Она взглядывает на дочь. Та молчит.

– У них и буфет свой, и обеды! А какая загородная вилла! – Мама, чуть запнувшись, старательно выговаривает новое, зарубежное слово. – Они там вроде работают, что-то обсуждают, решают, но в основном отдыхают, конечно. Зина и Ларочку свою там пристроила, и ее мужа. Ты бы тоже попросила, а?

– О чем? – рассеянно спрашивает Натка.

– Чтобы она тебе помогла! – сердится на ее непонятливость мама.

– А мне не нужна помощь, – устало говорит Натка. – И в обслугу я не гожусь.

– Ну зачем ты так? – обижается мама.

На экране зал заседаний. Коренастые депутаты с удовольствием новичков нажимают кнопки... А вот и фойе: перерыв.

– Где же Зина? – волнуется мама. – Ох, вот она! Смотри, смотри! Софья Петровна хватает Натку за руку, стискивает, трясет. – Видишь, видишь?

Через парадный зал идет Зина – нарядная, деловая, с листками в руках. Проходит совсем близко от камеры, стрельнув в объектив глазами.

– Ну, видела?

И тут звонит телефон. Софья Петровна радостно хватает трубку.

– Смотрели? – захлебывается от восторга Зина.

– А как же! – кричит в ответ Софья Петровна. – Какая же ты у меня красавица! Только очень уж быстро...

– И Натка видела? – ревниво спрашивает Зина.

– Да-да, конечно!

– Ты ей сказала, что я могла бы похлопотать?

Софья Петровна испуганно косится на младшую дочь.

– Не-е-ет...

Натка догадывается, о чем примерно идет речь.
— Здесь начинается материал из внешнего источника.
PR #203, opened 2017-10-23
Set BOM parent to a RELEASE version

joaoandremartins:
We can rely on Spring Cloud to select spring-cloud version dependencies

Бедная мама! Как она сдала за последний год... С Наткой ей неинтересно и скучно – та все больше молчит и о чем-то думает, – с Зиной теперь месяцами не видится. А как же! Зина ведь – государственный человек: пропадает на сессиях и приемах, непременная участница всевозможных шествий и манифестаций. Недавно со своим депутатом слетала в Париж: устроила ему грандиозный скандал и слетала.

– Знаешь, как он перетрусил? – смеялась Зина. – Я ему, прохвосту, все высказала! Я за него расписываюсь, голосую, а как Париж... Он мне – воды, а я как двину стакан, все бумажки его залило...

Молодец Зинуля: своего добьется всегда, не то что Натка. Приехала радостная, нарядная – специально пришла показаться, – привезла матери маленькую такую баночку с джемом.

– Ну что ты, Зиночка! Зачем тратилась?

– А они там лежат на столах – бери сколько хочешь.

Натка как-то странно хмыкнула, и Зина обиделась. А Софья Петровна поставила баночку на стул, рядом с кроватью, открывать не стала. Пусть постоит, такая прелесть!

Да, девочки ее раздружились... Софья Петровна сидит в кресле, думает свои горькие думы, покачивая седой головой с жиденькими волосиками, беззвучно шевеля сухими губами. Натка набрасывает ей на плечи шаль:

– По-моему, тебе холодно.

"Вот, Дим Димыч, какие дела, – продолжает она свой обычный разговор с Димой. – Скажешь, надо терпеть? Стараюсь... И вот что еще я решила, Дим: пора возвращаться мне к чертежам, хватит ерундой заниматься, правда? Даже если за нее хорошо платят. Не может быть, чтобы все, что я знаю, было бы совсем никому не нужно! Завтра поговорю с Вадимом, обещаю тебе, не смотри на меня так укоризненно..."

– Мам, пожевать есть? – В кухню влетает Лена, врубая по пути телевизор. – Ух ты, картошка!

Грохот очередной бит-группы заставляет содрогнуться посуду в шкафу.

– Сделай потише, – просит Натка.

– Что ты, мам! Такие крутые ребята! Слушай, что было на факультете...

Она ест картошку, с хрустом грызет огурец и рассказывает, рассказывает...

– Что вы тут делаете? – входит в кухню Софья Петровна.

– Садись, бабуль! – кричит Лена. – Смотри, что я купила к чаю!

Да, конечно: надо терпеть, любить и надеяться, смотрит на них Натка. Надо иметь мужество жить.